LA DESPEDIDA DEL “PADRE AMIGO” EN LOS CUROS

 

La despedida del padre claretiano José Yerli en Los Curos fue más que un acto comunitario: fue un momento lleno de emoción, gratitud y celebración de una historia de servicio profundo que marcó a toda la parroquia civil Osuna Rodríguez “Los Curos” del municipio Libertador en la ciudad de Mérida, del estado Mérida, Venezuela.

El evento, vivido con solemnidad y alegría, dejó en evidencia la conexión sincera y cercana que el padre Yerli estableció con la Gente de Los Curos durante los siete años que caminó a su lado.
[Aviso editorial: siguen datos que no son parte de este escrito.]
Issue #277, opened 2017-09-26
Move clip eta to abstract Attack class


npapernot:
It might make sense to move the method `clip_eta(self, eta)` defined in the Madry et al. class to the abstract Attack class since most attacks need this clipping step at some point.

goodfeli:
I think we should keep the `Attack` class as close to abstract as possible, but we could maybe put a `clip_eta` function in `utils_tf.py`.

PR #279, opened 2017-09-26
Move clip_eta to utils_tf.py

yenchenlin:
According to #277, moving `clip_eta` function to `utils_tf.py` can help other algorithms reuse the function.

### DIFF
--- a/cleverhans/attacks.py
+++ b/cleverhans/attacks.py
@@ -1043,31 +1043,6 @@ class MadryEtAl(Attack):
 
         return True
 
-    def clip_eta(self, eta):
-        """
-        Clip the perturbation to epsilon l-infinity ball.
-
-        :param eta: A tensor with the current perturbation.
-        """
-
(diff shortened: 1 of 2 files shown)


goodfeli:
Thanks!

yenchenlin:
BTW, do you think adding a else for [this if else statement](https://github.com/tensorflow/cleverhans/pull/279/files#diff-ab6a61cfd3fc0e1d38198eb77671b68bR434) in `clip_eta` to launch an error when user accidentally pass value which does not belong to [np.inf, 1, 2] is uesful? @goodfeli

goodfeli:
Yes. Right now, an invalid value of `ord` will cause an error when `norm`
is referenced without being defined. We could add an else to make than
explicit `NotImplementedError` or possibly `ValueError`. We could also
think about implementing a generic L_p norm for any numeric type of `ord`
argument, but I don't know of a use case for that yet.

La jornada comenzó con una eucaristía solemne en la que la comunidad se congregó para agradecer y recordar. En esa celebración, el padre Yerli, conocido cariñosamente como el “padre amigo”, se convirtió en el protagonista no solo de los gestos litúrgicos, sino del cariño expresado en cada mirada y palabra. A lo largo de siete años, su presencia en Los Curos dejó huellas que van más allá de los muros de la parroquia Corazón de María: fueron gestos, encuentros, risas compartidas y consuelos en los momentos difíciles.

En su discurso de despedida, el padre Yerli agradeció a todos por su apoyo incondicional. Con la sencillez de quien ha vivido en comunidad, expresó que su vocación misionera lo llevará a nuevos lugares —porque su labor como claretiano es una misión que se despliega en distintos contextos— pero que siempre llevará en su corazón a la Gente de Los Curos.
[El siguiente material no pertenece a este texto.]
PR #285, opened 2017-09-28
Raise value error if `ord` value is invalid in `clip_eta` function

yenchenlin:
According to @279, it's better to notify users when `ord` value is not valid.

### DIFF
--- a/cleverhans/utils_tf.py
+++ b/cleverhans/utils_tf.py
@@ -403,6 +403,8 @@ def clip_eta(eta, ord, eps):
     """
 
     # Clipping perturbation eta to self.ord norm ball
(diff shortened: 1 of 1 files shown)


goodfeli:
This looks good, and any of the CleverHans team should feel free to merge it as soon as the tests pass. Two of the test jobs failed because the Theano installer failed to download MKL. I doubt that they will have any problem when rerun.

npapernot:
For some reason, Travis fails to setup the Theano vm. It errored while trying to install numpy.

yenchenlin:
Thanks @npapernot for solving the CI issue!
I think this can be merged?

PR #286, opened 2017-09-28
EAD Implementation

ysharma1126:
This attack builds on the C&W L2 attack by generalizing it to the elastic-net case, where L1-oriented adversarial examples can be generated. These examples were shown to be both state-of-the-art and distinct in various attack scenarios, and more importantly, were shown to have improved transferability.

Paper link: https://arxiv.org/abs/1709.04114


npapernot:
Unfortunately, I think you need to amend your commits in order to fix the email address. This should explain how: https://www.google.com/search?q=git+change+commit+email

PR #288, opened 2017-09-28
EAD Implementation

ysharma1126:
This attack builds on the C&W L2 attack by generalizing it to the elastic-net case, where L1-oriented adversarial examples can be generated. These examples were shown to be both state-of-the-art and distinct in various attack scenarios, and more importantly, were shown to have improved transferability. 

Paper link: https://arxiv.org/abs/1709.04114


ysharma1126:
The build failed on the Theano versions, no clue why, but isn't that fine as Theano support will be deprecated?

npapernot:
Yes, we are looking into it. The CLA googlebot looks good now, thank you! I'll ping you once we figure out the bug with Theano tests

npapernot:
Thank you for the PR, the tests are now fixed. We've had a lot of PRs to review lately so it might take a bit of time before someone gets to this but we will as soon as possible.

goodfeli:
This looks good. Since you're a co-author of the paper, we'll rely on you to make sure it's a correct implementation of the method you developed, and we'll mostly just review for style and maintainability.

Can you please add some tests? They don't need to be extremely exhaustive tests, but there should be at least one test per new class.

ysharma1126:
Hi Ian,

Thanks. I tested my attack by replacing a few lines of code in
mnist_tutorial_cw.py. How should I add those results as tests? Make a new
tutorial for this attack and show the output?

Let me know how best this should be done.

Thanks,

Yash Sharma

npapernot:
Hi Yash,

You can take a look at some of the tests implemented for other attacks such as this one: https://github.com/tensorflow/cleverhans/blob/master/tests_tf/test_attacks.py#L112

ysharma1126:
Thanks Nicolas. Added a test, locally tested and the attack passes the test. Waiting on the build.

ysharma1126:
Another error that doesn't appear to have anything to do with my method, can you please check?

goodfeli:
Yes, it seems like that is just the test being flaky. Can you send a commit dropping the threshold for that test to .93?

ysharma1126:
Sure

npapernot:
I loosened up the other test as well because it was still failing on some of Travis builds. OK to ignore the CLA error, it happened after I used the web interface on GitHub to edit the code.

Para comprender mejor el significado de la labor del padre Yerli, es importante recordar que él forma parte de la Congregación de los Misioneros, Hijos del Inmaculado Corazón de María, conocidos como los padres claretianos.

Esta Congregación fue fundada en el siglo XIX por San Antonio María Claret, un sacerdote que dedicó su vida a la predicación, la formación cristiana y el servicio a los más pobres, especialmente en tiempos de grandes necesidades sociales y espirituales.

La espiritualidad claretiana se caracteriza por una misión activa: escuchar a las personas, acompañarlas en sus luchas, enseñar con el corazón y dar testimonio del amor de Dios en cada obra concreta. Como enseñó Claret, la misión no se reduce a los templos sino que se despliega en la vida misma de las comunidades.

Ser misionero claretiano implica, por tanto, una entrega constante: estar donde se necesita la palabra de consuelo, el acompañamiento fraterno, la esperanza renovada. Esta forma de vivir la fe se traduce en acciones que transforman las relaciones humanas y fortalecen el tejido social y espiritual de cada comunidad a la que se sirve.

La despedida en Los Curos continuó con mensajes de distintos grupos de la Iglesia Corazón de María, quienes compartieron palabras de afecto, buenos deseos y gratitud hacia el padre Yerli posterior a la celebración eucarística.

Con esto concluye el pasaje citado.